* TASK STATEMENT *
What is the number of lines in the entries that contain "account"? Reply with that number only.

*** Block opens ***

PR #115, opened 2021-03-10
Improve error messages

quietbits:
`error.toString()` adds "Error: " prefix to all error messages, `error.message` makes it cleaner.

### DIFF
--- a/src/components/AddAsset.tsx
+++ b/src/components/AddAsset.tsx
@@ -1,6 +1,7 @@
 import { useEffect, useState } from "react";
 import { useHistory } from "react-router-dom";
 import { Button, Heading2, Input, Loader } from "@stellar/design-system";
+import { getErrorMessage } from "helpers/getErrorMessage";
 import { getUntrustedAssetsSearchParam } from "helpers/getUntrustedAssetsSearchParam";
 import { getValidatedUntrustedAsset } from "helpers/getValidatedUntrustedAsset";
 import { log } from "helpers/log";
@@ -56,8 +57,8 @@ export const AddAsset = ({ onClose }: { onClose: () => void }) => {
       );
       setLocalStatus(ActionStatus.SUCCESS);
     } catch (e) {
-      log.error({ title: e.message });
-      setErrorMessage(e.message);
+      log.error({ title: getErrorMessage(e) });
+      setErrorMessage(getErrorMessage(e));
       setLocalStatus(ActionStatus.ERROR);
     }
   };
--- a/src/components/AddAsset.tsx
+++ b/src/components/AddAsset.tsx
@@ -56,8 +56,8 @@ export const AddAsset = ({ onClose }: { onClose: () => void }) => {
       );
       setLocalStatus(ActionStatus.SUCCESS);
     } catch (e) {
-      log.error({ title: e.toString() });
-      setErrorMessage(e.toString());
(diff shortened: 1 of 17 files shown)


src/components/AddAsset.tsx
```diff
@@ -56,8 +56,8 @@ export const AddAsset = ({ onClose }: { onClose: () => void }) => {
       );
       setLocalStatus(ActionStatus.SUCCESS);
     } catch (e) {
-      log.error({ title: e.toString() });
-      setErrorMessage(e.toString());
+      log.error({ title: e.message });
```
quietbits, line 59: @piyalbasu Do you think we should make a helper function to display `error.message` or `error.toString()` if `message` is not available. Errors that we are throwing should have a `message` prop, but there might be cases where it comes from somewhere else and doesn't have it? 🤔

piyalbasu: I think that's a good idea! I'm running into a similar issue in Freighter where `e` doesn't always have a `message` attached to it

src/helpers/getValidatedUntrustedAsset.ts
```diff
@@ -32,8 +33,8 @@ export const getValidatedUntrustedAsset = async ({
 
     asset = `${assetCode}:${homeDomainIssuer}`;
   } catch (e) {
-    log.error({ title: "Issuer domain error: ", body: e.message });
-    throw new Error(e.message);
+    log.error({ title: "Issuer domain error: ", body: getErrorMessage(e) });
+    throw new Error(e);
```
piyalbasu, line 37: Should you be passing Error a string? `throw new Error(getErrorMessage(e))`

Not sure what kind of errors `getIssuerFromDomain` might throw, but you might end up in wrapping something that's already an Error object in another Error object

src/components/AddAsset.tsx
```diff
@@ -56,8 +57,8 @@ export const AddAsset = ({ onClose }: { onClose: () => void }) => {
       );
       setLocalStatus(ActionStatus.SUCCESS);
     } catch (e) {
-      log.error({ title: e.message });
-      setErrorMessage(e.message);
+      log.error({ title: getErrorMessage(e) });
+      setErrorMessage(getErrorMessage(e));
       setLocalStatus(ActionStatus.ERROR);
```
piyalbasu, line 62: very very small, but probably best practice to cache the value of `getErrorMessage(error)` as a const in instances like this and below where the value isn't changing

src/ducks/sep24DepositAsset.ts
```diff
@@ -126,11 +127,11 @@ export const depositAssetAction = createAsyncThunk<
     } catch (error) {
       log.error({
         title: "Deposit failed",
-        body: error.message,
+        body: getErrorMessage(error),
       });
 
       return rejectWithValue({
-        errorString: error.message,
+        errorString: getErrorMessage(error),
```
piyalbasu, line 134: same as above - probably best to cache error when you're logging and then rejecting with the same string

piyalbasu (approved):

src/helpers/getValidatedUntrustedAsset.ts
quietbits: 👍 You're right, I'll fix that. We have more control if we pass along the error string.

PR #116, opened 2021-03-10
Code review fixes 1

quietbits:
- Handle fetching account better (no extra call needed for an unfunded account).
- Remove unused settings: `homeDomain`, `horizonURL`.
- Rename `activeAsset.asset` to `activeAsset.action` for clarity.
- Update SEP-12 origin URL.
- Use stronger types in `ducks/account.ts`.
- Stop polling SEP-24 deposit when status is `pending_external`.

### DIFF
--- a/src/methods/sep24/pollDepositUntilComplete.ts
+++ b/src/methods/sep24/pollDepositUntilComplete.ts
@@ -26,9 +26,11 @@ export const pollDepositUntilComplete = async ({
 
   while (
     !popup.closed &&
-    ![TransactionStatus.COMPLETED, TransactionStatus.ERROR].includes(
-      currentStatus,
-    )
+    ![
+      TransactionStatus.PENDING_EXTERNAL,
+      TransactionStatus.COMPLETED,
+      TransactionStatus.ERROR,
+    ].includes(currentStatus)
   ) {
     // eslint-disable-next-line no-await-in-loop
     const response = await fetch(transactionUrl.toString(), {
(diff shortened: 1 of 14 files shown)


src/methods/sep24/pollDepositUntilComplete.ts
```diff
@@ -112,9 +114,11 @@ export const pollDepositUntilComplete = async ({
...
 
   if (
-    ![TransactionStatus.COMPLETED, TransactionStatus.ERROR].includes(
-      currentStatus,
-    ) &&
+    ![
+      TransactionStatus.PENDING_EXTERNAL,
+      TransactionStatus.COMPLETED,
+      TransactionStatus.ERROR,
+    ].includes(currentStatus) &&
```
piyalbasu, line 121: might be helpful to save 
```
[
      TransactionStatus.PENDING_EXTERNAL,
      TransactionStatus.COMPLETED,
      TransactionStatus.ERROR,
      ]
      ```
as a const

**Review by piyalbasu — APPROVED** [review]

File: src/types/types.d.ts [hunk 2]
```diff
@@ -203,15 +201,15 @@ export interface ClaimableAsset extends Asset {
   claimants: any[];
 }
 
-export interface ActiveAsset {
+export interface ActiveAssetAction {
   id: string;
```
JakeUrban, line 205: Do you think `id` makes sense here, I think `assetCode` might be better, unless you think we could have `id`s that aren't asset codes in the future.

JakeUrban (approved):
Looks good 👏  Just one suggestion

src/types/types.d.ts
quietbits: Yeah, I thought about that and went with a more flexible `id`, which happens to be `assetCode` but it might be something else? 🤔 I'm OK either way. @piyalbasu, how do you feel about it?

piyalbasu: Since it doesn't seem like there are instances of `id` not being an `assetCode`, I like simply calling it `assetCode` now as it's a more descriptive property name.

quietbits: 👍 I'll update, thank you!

*** Block closes ***
*** Block opens ***

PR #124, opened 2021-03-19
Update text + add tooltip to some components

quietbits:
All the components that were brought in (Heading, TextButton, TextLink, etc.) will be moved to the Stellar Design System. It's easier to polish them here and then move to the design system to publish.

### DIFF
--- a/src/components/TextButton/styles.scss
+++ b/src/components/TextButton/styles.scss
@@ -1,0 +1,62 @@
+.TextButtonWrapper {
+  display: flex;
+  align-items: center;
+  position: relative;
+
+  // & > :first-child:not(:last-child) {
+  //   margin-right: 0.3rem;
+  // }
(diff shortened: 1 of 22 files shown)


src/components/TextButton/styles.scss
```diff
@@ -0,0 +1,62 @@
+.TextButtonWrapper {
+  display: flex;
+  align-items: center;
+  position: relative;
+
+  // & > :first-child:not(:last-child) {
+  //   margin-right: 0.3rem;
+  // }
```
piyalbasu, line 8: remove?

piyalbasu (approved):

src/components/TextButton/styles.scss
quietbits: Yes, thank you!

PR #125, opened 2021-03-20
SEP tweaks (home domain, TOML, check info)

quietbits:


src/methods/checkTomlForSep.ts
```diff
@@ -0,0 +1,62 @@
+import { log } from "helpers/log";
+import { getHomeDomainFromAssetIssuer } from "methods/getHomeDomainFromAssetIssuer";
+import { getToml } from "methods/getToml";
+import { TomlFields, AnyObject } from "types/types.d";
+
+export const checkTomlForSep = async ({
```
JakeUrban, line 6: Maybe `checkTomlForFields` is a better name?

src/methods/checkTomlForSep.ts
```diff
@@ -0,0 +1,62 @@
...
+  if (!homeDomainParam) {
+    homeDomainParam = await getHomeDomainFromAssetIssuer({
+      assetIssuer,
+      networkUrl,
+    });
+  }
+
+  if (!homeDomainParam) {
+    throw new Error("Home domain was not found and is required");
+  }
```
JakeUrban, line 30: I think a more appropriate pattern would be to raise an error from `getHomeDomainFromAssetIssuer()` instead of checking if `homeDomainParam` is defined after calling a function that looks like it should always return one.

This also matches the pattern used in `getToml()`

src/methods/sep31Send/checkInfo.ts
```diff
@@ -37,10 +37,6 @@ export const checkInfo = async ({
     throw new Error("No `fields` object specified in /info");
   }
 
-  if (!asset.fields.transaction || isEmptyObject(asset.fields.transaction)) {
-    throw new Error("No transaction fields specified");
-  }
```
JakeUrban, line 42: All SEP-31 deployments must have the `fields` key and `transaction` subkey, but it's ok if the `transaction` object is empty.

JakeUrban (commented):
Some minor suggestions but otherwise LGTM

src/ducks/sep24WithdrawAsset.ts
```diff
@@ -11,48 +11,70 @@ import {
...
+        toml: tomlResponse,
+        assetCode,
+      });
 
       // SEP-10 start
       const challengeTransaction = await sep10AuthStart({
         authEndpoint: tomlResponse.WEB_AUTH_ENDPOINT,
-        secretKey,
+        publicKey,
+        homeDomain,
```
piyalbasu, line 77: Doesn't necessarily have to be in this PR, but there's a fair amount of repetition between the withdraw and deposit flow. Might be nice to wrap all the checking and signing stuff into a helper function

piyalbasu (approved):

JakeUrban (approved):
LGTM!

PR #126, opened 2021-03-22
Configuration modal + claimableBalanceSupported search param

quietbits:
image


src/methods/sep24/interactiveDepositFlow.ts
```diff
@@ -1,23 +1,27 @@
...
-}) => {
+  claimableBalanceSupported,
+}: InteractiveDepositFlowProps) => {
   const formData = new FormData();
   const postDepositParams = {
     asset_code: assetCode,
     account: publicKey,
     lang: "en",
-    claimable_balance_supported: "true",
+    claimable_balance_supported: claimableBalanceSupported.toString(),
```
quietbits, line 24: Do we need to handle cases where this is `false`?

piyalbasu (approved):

*** Block closes ***

* SOLUTION *
3